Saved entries
++++++++++++++++++++

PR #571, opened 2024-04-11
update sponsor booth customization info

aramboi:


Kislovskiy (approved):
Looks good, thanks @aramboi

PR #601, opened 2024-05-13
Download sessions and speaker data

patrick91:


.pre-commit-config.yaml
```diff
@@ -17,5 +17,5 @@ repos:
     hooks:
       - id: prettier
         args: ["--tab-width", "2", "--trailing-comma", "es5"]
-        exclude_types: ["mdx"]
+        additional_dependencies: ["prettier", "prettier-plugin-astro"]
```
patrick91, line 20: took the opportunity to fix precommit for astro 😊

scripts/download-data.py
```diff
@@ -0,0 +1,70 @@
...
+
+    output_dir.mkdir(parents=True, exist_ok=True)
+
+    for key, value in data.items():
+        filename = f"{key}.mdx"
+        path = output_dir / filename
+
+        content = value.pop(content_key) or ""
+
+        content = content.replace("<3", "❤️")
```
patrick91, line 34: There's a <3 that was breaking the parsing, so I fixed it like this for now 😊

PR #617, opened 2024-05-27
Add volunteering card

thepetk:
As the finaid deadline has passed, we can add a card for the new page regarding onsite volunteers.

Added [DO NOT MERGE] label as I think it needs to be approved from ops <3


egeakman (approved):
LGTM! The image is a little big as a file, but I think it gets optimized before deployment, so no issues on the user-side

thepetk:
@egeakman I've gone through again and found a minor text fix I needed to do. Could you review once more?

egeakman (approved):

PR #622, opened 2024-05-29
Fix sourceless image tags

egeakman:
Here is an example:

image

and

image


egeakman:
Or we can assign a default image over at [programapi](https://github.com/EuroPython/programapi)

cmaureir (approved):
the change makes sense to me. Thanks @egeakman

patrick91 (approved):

++++++++++++++++++++

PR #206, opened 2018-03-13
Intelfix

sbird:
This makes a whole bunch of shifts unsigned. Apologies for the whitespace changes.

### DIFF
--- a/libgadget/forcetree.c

++++++++++++++++++++

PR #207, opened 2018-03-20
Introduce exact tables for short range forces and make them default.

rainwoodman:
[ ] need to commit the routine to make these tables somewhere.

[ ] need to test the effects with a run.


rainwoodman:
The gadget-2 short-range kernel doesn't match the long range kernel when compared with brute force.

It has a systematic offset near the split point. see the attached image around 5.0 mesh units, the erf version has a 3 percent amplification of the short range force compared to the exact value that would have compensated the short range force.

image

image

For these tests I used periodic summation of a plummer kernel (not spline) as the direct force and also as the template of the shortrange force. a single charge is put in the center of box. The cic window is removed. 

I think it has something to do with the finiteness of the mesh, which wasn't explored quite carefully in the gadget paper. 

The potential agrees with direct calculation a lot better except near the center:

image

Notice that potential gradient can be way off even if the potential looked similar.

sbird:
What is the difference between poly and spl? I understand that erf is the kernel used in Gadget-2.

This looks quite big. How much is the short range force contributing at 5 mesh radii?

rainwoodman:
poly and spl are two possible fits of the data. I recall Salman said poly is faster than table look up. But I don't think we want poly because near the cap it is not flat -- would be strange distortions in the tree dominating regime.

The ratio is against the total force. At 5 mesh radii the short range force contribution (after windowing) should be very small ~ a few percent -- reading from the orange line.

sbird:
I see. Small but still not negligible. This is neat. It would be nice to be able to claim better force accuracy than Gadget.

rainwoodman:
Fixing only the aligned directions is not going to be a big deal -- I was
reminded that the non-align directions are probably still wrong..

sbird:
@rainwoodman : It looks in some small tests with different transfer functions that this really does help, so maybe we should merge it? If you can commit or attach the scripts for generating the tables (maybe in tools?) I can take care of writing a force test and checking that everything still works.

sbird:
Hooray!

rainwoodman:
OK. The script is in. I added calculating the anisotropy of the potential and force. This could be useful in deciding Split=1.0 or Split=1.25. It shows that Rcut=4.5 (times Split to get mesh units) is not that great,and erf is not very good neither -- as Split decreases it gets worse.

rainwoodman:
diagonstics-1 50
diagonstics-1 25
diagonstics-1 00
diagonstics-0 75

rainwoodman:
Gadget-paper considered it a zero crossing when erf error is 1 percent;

++++++++++++++++++++

- [Exercise description] Gather all lines of the records that include the word "units".

- [Worked solution]
It has a systematic offset near the split point. see the attached image around 5.0 mesh units, the erf version has a 3 percent amplification of the short range force compared to the exact value that would have compensated the short range force.
OK. The script is in. I added calculating the anisotropy of the potential and force. This could be useful in deciding Split=1.0 or Split=1.25. It shows that Rcut=4.5 (times Split to get mesh units) is not that great,and erf is not very good neither -- as Split decreases it gets worse.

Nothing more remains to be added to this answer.